Would you repeat each of the lines below exactly?

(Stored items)
------------------------------------------------------------------------

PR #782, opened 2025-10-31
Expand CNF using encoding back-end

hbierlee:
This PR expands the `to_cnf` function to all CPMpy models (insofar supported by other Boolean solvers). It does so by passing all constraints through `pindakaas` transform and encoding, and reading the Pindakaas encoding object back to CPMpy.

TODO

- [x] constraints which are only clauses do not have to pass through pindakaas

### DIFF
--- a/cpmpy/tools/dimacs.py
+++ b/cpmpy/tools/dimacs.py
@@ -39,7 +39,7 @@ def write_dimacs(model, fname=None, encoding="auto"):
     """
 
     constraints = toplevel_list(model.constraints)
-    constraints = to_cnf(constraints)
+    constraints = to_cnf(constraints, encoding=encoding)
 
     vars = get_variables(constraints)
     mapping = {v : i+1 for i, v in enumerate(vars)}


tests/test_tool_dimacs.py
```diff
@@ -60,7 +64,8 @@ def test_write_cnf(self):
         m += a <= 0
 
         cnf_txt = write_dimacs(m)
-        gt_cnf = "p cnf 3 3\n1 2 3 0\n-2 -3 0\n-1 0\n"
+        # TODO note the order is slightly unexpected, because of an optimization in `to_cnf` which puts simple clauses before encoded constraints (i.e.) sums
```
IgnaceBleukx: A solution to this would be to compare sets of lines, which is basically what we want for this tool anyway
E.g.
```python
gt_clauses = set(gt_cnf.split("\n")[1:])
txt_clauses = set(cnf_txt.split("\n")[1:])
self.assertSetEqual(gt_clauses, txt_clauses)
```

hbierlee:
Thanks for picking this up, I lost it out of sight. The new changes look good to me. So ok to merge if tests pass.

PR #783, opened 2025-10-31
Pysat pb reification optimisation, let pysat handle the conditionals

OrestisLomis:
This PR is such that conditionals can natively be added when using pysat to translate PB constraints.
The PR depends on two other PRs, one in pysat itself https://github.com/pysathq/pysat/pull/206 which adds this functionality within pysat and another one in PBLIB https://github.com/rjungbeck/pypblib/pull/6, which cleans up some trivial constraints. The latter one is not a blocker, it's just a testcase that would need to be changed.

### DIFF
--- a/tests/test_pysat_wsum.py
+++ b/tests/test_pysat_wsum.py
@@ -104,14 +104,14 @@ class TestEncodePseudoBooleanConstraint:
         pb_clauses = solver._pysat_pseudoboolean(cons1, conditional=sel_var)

------------------------------------------------------------------------

# Task answer
PR #782, opened 2025-10-31
Expand CNF using encoding back-end

hbierlee:
This PR expands the `to_cnf` function to all CPMpy models (insofar supported by other Boolean solvers). It does so by passing all constraints through `pindakaas` transform and encoding, and reading the Pindakaas encoding object back to CPMpy.

TODO

- [x] constraints which are only clauses do not have to pass through pindakaas

### DIFF
--- a/cpmpy/tools/dimacs.py
+++ b/cpmpy/tools/dimacs.py
@@ -39,7 +39,7 @@ def write_dimacs(model, fname=None, encoding="auto"):
     """
 
     constraints = toplevel_list(model.constraints)
-    constraints = to_cnf(constraints)
+    constraints = to_cnf(constraints, encoding=encoding)
 
     vars = get_variables(constraints)
     mapping = {v : i+1 for i, v in enumerate(vars)}


tests/test_tool_dimacs.py
```diff
@@ -60,7 +64,8 @@ def test_write_cnf(self):
         m += a <= 0
 
         cnf_txt = write_dimacs(m)
-        gt_cnf = "p cnf 3 3\n1 2 3 0\n-2 -3 0\n-1 0\n"
+        # TODO note the order is slightly unexpected, because of an optimization in `to_cnf` which puts simple clauses before encoded constraints (i.e.) sums
```
IgnaceBleukx: A solution to this would be to compare sets of lines, which is basically what we want for this tool anyway
E.g.
```python
gt_clauses = set(gt_cnf.split("\n")[1:])
txt_clauses = set(cnf_txt.split("\n")[1:])
self.assertSetEqual(gt_clauses, txt_clauses)
```

hbierlee:
Thanks for picking this up, I lost it out of sight. The new changes look good to me. So ok to merge if tests pass.

PR #783, opened 2025-10-31
Pysat pb reification optimisation, let pysat handle the conditionals

OrestisLomis:
This PR is such that conditionals can natively be added when using pysat to translate PB constraints.
The PR depends on two other PRs, one in pysat itself https://github.com/pysathq/pysat/pull/206 which adds this functionality within pysat and another one in PBLIB https://github.com/rjungbeck/pypblib/pull/6, which cleans up some trivial constraints. The latter one is not a blocker, it's just a testcase that would need to be changed.

### DIFF
--- a/tests/test_pysat_wsum.py
+++ b/tests/test_pysat_wsum.py
@@ -104,14 +104,14 @@ class TestEncodePseudoBooleanConstraint:
         pb_clauses = solver._pysat_pseudoboolean(cons1, conditional=sel_var)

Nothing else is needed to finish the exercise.